__Material for this exercise__
PR #871, opened 2026-08-26
Store the right `commit_sig` signature

t-bast:
Signatures can either be ECDSA signatures for non-taproot channels, or partial musig2 signatures for taproot channels. We make sure we don't get confused between the two types of signatures and always store and validate the one that matches our commitment format, which guarantees that we're able to broadcast our commitment transaction.

### DIFF
--- a/modules/core/src/commonMain/kotlin/fr/acinq/lightning/wire/LightningMessages.kt
+++ b/modules/core/src/commonMain/kotlin/fr/acinq/lightning/wire/LightningMessages.kt
@@ -12,6 +12,7 @@ import fr.acinq.lightning.channel.ChannelFlags
 import fr.acinq.lightning.channel.ChannelSpendSignature
 import fr.acinq.lightning.channel.ChannelType
 import fr.acinq.lightning.router.Announcements
+import fr.acinq.lightning.transactions.Transactions
 import fr.acinq.lightning.utils.*
 import fr.acinq.secp256k1.Hex
 import io.ktor.utils.io.charsets.*
@@ -1314,8 +1315,12 @@ data class CommitSig(
     override val type: Long get() = CommitSig.type
 
     val partialSignature: ChannelSpendSignature.PartialSignatureWithNonce? = tlvStream.get<CommitSigTlv.PartialSignatureWithNonce>()?.psig
-    val sigOrPartialSig: ChannelSpendSignature = partialSignature ?: signature
     val fundingTxId: TxId? = tlvStream.get<CommitSigTlv.FundingTx>()?.txId
+
+    fun signatureFor(commitmentFormat: Transactions.CommitmentFormat): ChannelSpendSignature? = when (commitmentFormat) {
+        Transactions.CommitmentFormat.AnchorOutputs -> signature
+        Transactions.CommitmentFormat.SimpleTaprootChannels -> partialSignature
+    }
 
     override fun write(out: Output) {
         LightningCodecs.writeBytes(channelId, out)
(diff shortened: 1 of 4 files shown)


modules/core/src/commonMain/kotlin/fr/acinq/lightning/wire/LightningMessages.kt
```diff
@@ -1314,9 +1315,13 @@ data class CommitSig(
     override val type: Long get() = CommitSig.type
 
     val partialSignature: ChannelSpendSignature.PartialSignatureWithNonce? = tlvStream.get<CommitSigTlv.PartialSignatureWithNonce>()?.psig
-    val sigOrPartialSig: ChannelSpendSignature = partialSignature ?: signature
     val fundingTxId: TxId? = tlvStream.get<CommitSigTlv.FundingTx>()?.txId
 
+    fun signatureFor(commitmentFormat: Transactions.CommitmentFormat): ChannelSpendSignature? = when (commitmentFormat) {
+        Transactions.CommitmentFormat.AnchorOutputs -> signature
```
sstone, line 1321: nit: to be consistent with `eclair` we could also use:
```suggestion
        Transactions.CommitmentFormat.AnchorOutputs -> if (partialSignature == null) signature else null
```

sstone (commented):
we should also update `Helpers.receiveClosingSig()` with:

```kotlin
            val closingTxsWithSig = when (commitment.commitmentFormat) {
                Transactions.CommitmentFormat.AnchorOutputs -> {
                    listOfNotNull(
                        closingSig.closerAndCloseeOutputsSig?.let { sig -> closingTxs.localAndRemote?.let { tx -> Pair(tx, ChannelSpendSignature.IndividualSignature(sig)) } },
                        closingSig.closerOutputOnlySig?.let { sig -> closingTxs.localOnly?.let { tx -> Pair(tx, ChannelSpendSignature.IndividualSignature(sig)) } },
                        closingSig.closeeOutputOnlySig?.let { sig -> closingTxs.remoteOnly?.let { tx -> Pair(tx, ChannelSpendSignature.IndividualSignature(sig)) } },
                    )
                }

                Transactions.CommitmentFormat.SimpleTaprootChannels -> {
                    listOfNotNull(
                        closingSig.closerAndCloseeOutputsPartialSig?.let { sig -> remoteNonce?.let { nonce -> closingTxs.localAndRemote?.let { tx -> Pair(tx, ChannelSpendSignature.PartialSignatureWithNonce(sig, nonce)) } } },
                        closingSig.closerOutputOnlyPartialSig?.let { sig -> remoteNonce?.let { nonce -> closingTxs.localOnly?.let { tx -> Pair(tx, ChannelSpendSignature.PartialSignatureWithNonce(sig, nonce)) } } },
                        closingSig.closeeOutputOnlyPartialSig?.let { sig -> remoteNonce?.let { nonce -> closingTxs.remoteOnly?.let { tx -> Pair(tx, ChannelSpendSignature.PartialSignatureWithNonce(sig, nonce)) } } },
                    )
                }
            }

```

modules/core/src/commonMain/kotlin/fr/acinq/lightning/wire/LightningMessages.kt
t-bast: I honestly don't see why it's useful, it's more code and it's a bit clunky? As long as we have added unit tests that verify this, especially in `lightning-kmp` we don't need to be as aggressive about force-closing. The BOLTs don't say that we must reject this case, I think that in `eclair` it makes sense because we want to be more aggressive towards attackers, but `lightning-kmp` only connects to LSPs that we choose, so we can opt for simpler code?

t-bast:
> we should also update Helpers.receiveClosingSig() with

Good catch, done in https://github.com/ACINQ/lightning-kmp/pull/871/commits/1d5e0042e87516f849cea5d1434dba7f5e5083a0

sstone (approved):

__Prompt__
Reproduce, word for word and in full, only the lines above that start at the line with "Signatures can either" and run through the line with "-12,6 +12,7 @@ import fr.acinq.lightning.channel.ChannelFlags", both ends included.

__Output__
Signatures can either be ECDSA signatures for non-taproot channels, or partial musig2 signatures for taproot channels. We make sure we don't get confused between the two types of signatures and always store and validate the one that matches our commitment format, which guarantees that we're able to broadcast our commitment transaction.

### DIFF
--- a/modules/core/src/commonMain/kotlin/fr/acinq/lightning/wire/LightningMessages.kt
+++ b/modules/core/src/commonMain/kotlin/fr/acinq/lightning/wire/LightningMessages.kt
@@ -12,6 +12,7 @@ import fr.acinq.lightning.channel.ChannelFlags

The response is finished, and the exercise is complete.